Listed records below:

PR #2743, opened 2024-03-21
refactor(sensors_plus): Migrate Android example to use the new plugins declaration

vbuberen:
## Description

Similar to #2715 and #2742 

## Breaking Change

### DIFF
--- a/packages/sensors_plus/sensors_plus/example/android/app/build.gradle
+++ b/packages/sensors_plus/sensors_plus/example/android/app/build.gradle
@@ -1,14 +1,14 @@
+plugins {
+    id "com.android.application"
+    id "dev.flutter.flutter-gradle-plugin"
+}
+
 def localProperties = new Properties()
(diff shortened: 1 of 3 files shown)


packages/sensors_plus/sensors_plus/example/android/app/build.gradle
```diff
@@ -73,5 +65,4 @@ dependencies {
     testImplementation 'junit:junit:4.13.2'
     androidTestImplementation 'androidx.test:runner:1.5.2'
     androidTestImplementation 'androidx.test.espresso:espresso-core:3.5.1'
-    implementation "org.jetbrains.kotlin:kotlin-stdlib:$kotlin_version"
```
vbuberen, line 76: It seems we don't really need to have Kotlin and its plugin in the example app for now, so removed it.

miquelbeltran (approved):

PR #2746, opened 2024-03-21
docs(connectivity_plus): Improve documentation onConnectivityChanged method

miquelbeltran:
## Description

Following the discussion here: https://github.com/fluttercommunity/plus_plugins/pull/2599#issuecomment-2013129686

The goal of the plus plugins are to be as truth to the underlying platform as possible, while providing an easy way to access for all Flutter compatible platforms.

This PR adds a bit of context to the `onConnectivutyChanged` method, explaining why the `Stream` may emit multiple values.

Not that people ever reads documentation, but maybe someone will find it useful :)

Any comments are welcome.

## Related Issues

- Related: #2599

## Checklist

## Breaking Change

### DIFF
--- a/packages/connectivity_plus/connectivity_plus/lib/connectivity_plus.dart
+++ b/packages/connectivity_plus/connectivity_plus/lib/connectivity_plus.dart
@@ -34,11 +34,16 @@ class Connectivity {
     return ConnectivityPlatform.instance;
   }
 
-  /// Fires whenever the connectivity state changes.
+  /// Exposes connectivity update events from the platform.
   ///
   /// On iOS, the connectivity status might not update when WiFi
   /// status changes, this is a known issue that only affects simulators.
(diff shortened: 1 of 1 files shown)


vbuberen:
Thanks for taking care of this.

I had some thoughts on it and feel that maybe we could consider doing filtering with some distinct method? I don't think it should lead to some missed connection types changes being missed. I am in sort of doubtful state if it is worth it to send all events, especially duplicated ones.

vbuberen (approved):

miquelbeltran:
Yes, I cannot think a case where a dev would want to get all the events and not just distinct.

We should also change from a List to a Set, to ensure the order of the data doesn't matter when calculating the distinct.

Kind of related, I'd like to add an assert as well to ensure that the returned list/set always contains at least one item and cannot be empty, since I've found myself having to check "if contains None or isEmpty" every time.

End of Listed records.

▶ Problem details
Transcribe each entry verbatim, leaving none out.

▶ Expected output
PR #2743, opened 2024-03-21
refactor(sensors_plus): Migrate Android example to use the new plugins declaration

vbuberen:
## Description

Similar to #2715 and #2742 

## Breaking Change

### DIFF
--- a/packages/sensors_plus/sensors_plus/example/android/app/build.gradle
+++ b/packages/sensors_plus/sensors_plus/example/android/app/build.gradle
@@ -1,14 +1,14 @@
+plugins {
+    id "com.android.application"
+    id "dev.flutter.flutter-gradle-plugin"
+}
+
 def localProperties = new Properties()
(diff shortened: 1 of 3 files shown)


packages/sensors_plus/sensors_plus/example/android/app/build.gradle
```diff
@@ -73,5 +65,4 @@ dependencies {
     testImplementation 'junit:junit:4.13.2'
     androidTestImplementation 'androidx.test:runner:1.5.2'
     androidTestImplementation 'androidx.test.espresso:espresso-core:3.5.1'
-    implementation "org.jetbrains.kotlin:kotlin-stdlib:$kotlin_version"
```
vbuberen, line 76: It seems we don't really need to have Kotlin and its plugin in the example app for now, so removed it.

miquelbeltran (approved):

PR #2746, opened 2024-03-21
docs(connectivity_plus): Improve documentation onConnectivityChanged method

miquelbeltran:
## Description

Following the discussion here: https://github.com/fluttercommunity/plus_plugins/pull/2599#issuecomment-2013129686

The goal of the plus plugins are to be as truth to the underlying platform as possible, while providing an easy way to access for all Flutter compatible platforms.

This PR adds a bit of context to the `onConnectivutyChanged` method, explaining why the `Stream` may emit multiple values.

Not that people ever reads documentation, but maybe someone will find it useful :)

Any comments are welcome.

## Related Issues

- Related: #2599

## Checklist

## Breaking Change

### DIFF
--- a/packages/connectivity_plus/connectivity_plus/lib/connectivity_plus.dart
+++ b/packages/connectivity_plus/connectivity_plus/lib/connectivity_plus.dart
@@ -34,11 +34,16 @@ class Connectivity {
     return ConnectivityPlatform.instance;
   }
 
-  /// Fires whenever the connectivity state changes.
+  /// Exposes connectivity update events from the platform.
   ///
   /// On iOS, the connectivity status might not update when WiFi
   /// status changes, this is a known issue that only affects simulators.
(diff shortened: 1 of 1 files shown)


vbuberen:
Thanks for taking care of this.

I had some thoughts on it and feel that maybe we could consider doing filtering with some distinct method? I don't think it should lead to some missed connection types changes being missed. I am in sort of doubtful state if it is worth it to send all events, especially duplicated ones.

vbuberen (approved):

miquelbeltran:
Yes, I cannot think a case where a dev would want to get all the events and not just distinct.

We should also change from a List to a Set, to ensure the order of the data doesn't matter when calculating the distinct.

Kind of related, I'd like to add an assert as well to ensure that the returned list/set always contains at least one item and cannot be empty, since I've found myself having to check "if contains None or isEmpty" every time.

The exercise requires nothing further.